Mesmo que seja mais conhecida pelos antiquários, a Rua Ruy Barbosa foi — e ainda é — o centro de uma atividade que, por coincidência ou não, também se torna cada vez mais rara: a marcenaria. Mais para o fim da via, quase na transversal com a Rua do Tira-Chapéu, as oficinas mantêm viva a tradição de um ofício que, no século passado, se alimentava da procura constante de clientes atraídos pelas lojas de antiguidades que deram fama à rua.
“Isso aqui sempre foi a Rua dos Antiquários, mas é dos marceneiros também. Então, se alguém vinha aqui e comprava algum móvel antigo que precisasse de uma restauração, saía do antiquário e entrava na porta do lado, que dá aqui na oficina”, lembra Renilson Bispo, 51 anos, que trabalha como marceneiro na Ruy Barbosa há 34 anos. No auge das antiguidades, as oficinas se beneficiavam dessa “economia circular” da rua. Hoje, no entanto, o cenário é outro.

Renilson Bispo
Quem chega às marcenarias não vem mais por indicação de outro comércio, mas pela raridade do serviço. É o que explica Claudimiro Monteiro, 54, conhecido como Mestre Bia. “A gente é conhecido no mundo todo. Vem gente de Salvador, principalmente dos bairros nobres, mas chega também de São Paulo, de outros estados e até da Europa, como da Itália”, conta ele, que atua na Ruy Barbosa há 37 anos.
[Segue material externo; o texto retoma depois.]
PR #765, opened 2025-08-07
Dropping debug-level default to 1 to reduce noise from reflector

crobby:
Issue:  https://github.com/rancher/rancher/issues/44908


ericpromislow (approved):
This is the ticket

PR #1225, opened 2021-12-13
Fix types for Symfony 5.4

shyim:
image


ruudk:
@shyim Thanks for this. Could you please also fix the code style issue?

shyim:
@ruudk done

ruudk:
@makasim Could you approve the workflow so that we can see if it passes?

shyim:
@ruudk I guess the failing one fails also in master

ruudk:
@makasim What do you think, can this be merged?

shyim:
Can we have this released, so we can get rid of that error?

PR #1228, opened 2022-01-06
Compatiable with psr/container

FuriosoJack:
With compatible with interface container psr


bin/patch-type-declarations
```diff
@@ -0,0 +1,107 @@
...
+        }
+    }
+
+    if (function_exists('stream_wrapper_register') && stream_wrapper_register('phpvfscomposer', 'Composer\BinProxyWrapper')) {
+        include("phpvfscomposer://" . __DIR__ . '/..'.'/vendor/symfony/error-handler/Resources/bin/patch-type-declarations');
+        exit(0);
+    }
+}
+
+include __DIR__ . '/..'.'/vendor/symfony/error-handler/Resources/bin/patch-type-declarations';
```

Por definição, o marceneiro é o profissional especializado na fabricação, reparo e restauração de móveis de madeira. Mas, com o tempo, o termo passou a incluir quem trabalha com compensado e MDF. Por isso, Mestre Bia prefere outro título. “Eu digo que sou restaurador. Eu restauro o que tem madeira de lei e faço réplicas de móveis antigos com madeira de demolição, que é material raro”, explica.

Baú confeccionado por artesãos da Ruy Barbosa
Nas oficinas da Ruy Barbosa, madeiras de lei se transformam em verdadeiras obras de arte, moldadas com precisão e paciência por mãos experientes. A marcenaria, ali, ultrapassa o limite do ofício técnico e se aproxima da arte: cada peça carrega a marca do criador e o respeito à matéria-prima.
Como define Alan Ricardo Santos, 42, que deixou Amargosa para atuar na rua há 23 anos. “Nós somos artistas. Transformamos madeira em beleza e memória. Não temos o prestígio das outras artes, mas nossos clientes nos veem assim”.
Do século XX, quando essa arte tinha mais prestígio, os marceneiros mais antigos guardam na memória o tempo em que o movimento era intenso e a rua atraía compradores de todas as partes do mundo. Entre ferramentas gastas e móveis centenários, eles recordam com orgulho os anos ‘de ouro’, quando o ofício artesanal alcançou reconhecimento internacional. Pelo menos é o que lembra Alan Ricardo:
“Quando se fala em marcenaria, em restauração de móveis antigos, em trabalho de alta qualidade e com material de primeira, se pensa neste lugar aqui como um espaço de arte. A Rua Ruy Barbosa é uma referência — e não é de agora. Desde quando eu cheguei, ela já existia e já era conhecida. A Rua Ruy Barbosa é famosa praticamente no mundo todo. Antigamente, vinha gente dos Estados Unidos, da França… o pessoal vinha comprar aqui, entendeu?”, completa o artista.
Apesar do talento dos profissionais e da riqueza cultural que representam, as oficinas enfrentam um processo de esquecimento. Mesmo localizada no Centro Histórico de Salvador, a Rua Ruy Barbosa perdeu parte do movimento que tinha no passado.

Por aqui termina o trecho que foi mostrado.